Mel deed dienst in het 811th Tank Destroyer bataljon. Hij groeide op in Cleveland, Ohio, en trad in 1943 in dienst van het Amerikaanse leger, nadat hij afgestudeerd was. Na zijn basistraining in Fort Hood, Texas, werd hij overgeplaatst naar de tankgroep en kreeg verdere opleiding als chauffeur en als artillerist in Twenty Nine Palms, CA. Na D-Day werd hij naar Frankrijk gestuurd en aan het leger van generaal Patton toegewezen. Hij opereerde als chauffeur van een Hellcat-tank, en nam deel aan een reeks gevechten in de periode van augustus tot oktober 1944.

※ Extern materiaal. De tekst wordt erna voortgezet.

PR #5411, opened 2024-03-18
[naga-cli] Add `input-kind` and `shader-stage` args

ratmice:
**Connections**
None

**Description**
When dealing with .glsl files which have just a plain `.glsl` extension in git.
Renaming things such that they include the shader stage can be inconvenient.

This adds an argument `--shader-stage` and uses the `FromStr` implementation of that for both extension parsing and command line arguments.

This also allows `fragment`, `vertex`, `compute` to be accepted as well. 

In addition this also adds `--input-kind` argument which accepts `glsl`, etc...

:four_leaf_clover: 

**Testing**

```
touch foo{,{,.{bar,frag,fragment}}.glsl}
cargo run -p naga-cli -- foo.frag.glsl
cargo run -p naga-cli -- --shader-stage frag foo.glsl
cargo run -p naga-cli -- --shader-stage frag --input-kind glsl foo
cargo run -p naga-cli -- foo.fragment.glsl
# should error
cargo run -p naga-cli -- foo.bar.glsl
cargo run -p naga-cli -- --shader-stage bar foo.glsl
```

**Checklist**

- [x] Run `cargo fmt`.

### DIFF
--- a/Cargo.toml
+++ b/Cargo.toml
@@ -68,7 +68,7 @@ path = "./naga"
 version = "0.19.2"
 
 [workspace.dependencies]
-anyhow = "1.0"
+anyhow = "1.0.3"
 arrayvec = "0.7"
 bit-vec = "0.6"
 bitflags = "2"
--- a/Cargo.toml
+++ b/Cargo.toml
@@ -68,7 +68,7 @@ path = "./naga"
 version = "0.19.2"
 
 [workspace.dependencies]
-anyhow = "1.0.3"
+anyhow = "1.0.23"
 arrayvec = "0.7"
 bit-vec = "0.6"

Toen de gevechten staakten voor de winter van 1944 was Mel met het leger van Patton weg van de frontlinie gestationeerd, wachtend op het begin van de opmars naar Duitsland in de lente van 1945. Omstreeks 9 of 10 december 1944 werd zijn groep van 4 tanks naar Bastenaken gestuurd ter aflossing van een andere groep van 4 tanks die terugkeerden naar de positie waar Patton gelegerd was. Om de drie weken werden de tanks aan het front afgelost, zodat elk team wat “tijd om te ontspannen” kreeg; er werd immers niet verwacht dat er nog zou worden gevochten voor de lente van 1945.
Toen op 16 december 1944 de Slag om de Ardennen uitbrak, kreeg Mels groep van 4 tanks het bevel om vanuit Bastenaken oostwaarts te vorderen om “de Duitsers te stoppen”. Kort na hun vertrek viel Mels tank zonder brandstof, en de 3 andere tanks werd opgedragen hun tocht voort te zetten. Mel verzocht om meer brandstof, maar kreeg als antwoord dat er geen brandstof zou komen. De leden van zijn groep kregen het bevel om hun tanks te verlaten, schuttersputten te graven, hun geweren te nemen en de Duitsers te stoppen.
Op een gegeven moment op 17 december 1944 vielen de Duitsers zijn positie aan; Mel geraakte ernstig gewond door granaatscherven en de Nazi’s chargeerden en kwamen aan zijn schuttersput voorbij denkend dat hij dood was. Een dag later werd hij opgepikt door artsen van het Amerikaanse leger, die hem terug naar Bastenaken brachten. Vandaar werd hij naar een ziekenhuis in Luxemburg overgebracht, waar hij werd geopereerd en revalideerde. Naderhand werd hij aan de bevoorradingsdivisie in Parijs toegewezen en bevoorraadde hij tot het einde van de oorlog het front als vrachtwagenbestuurder.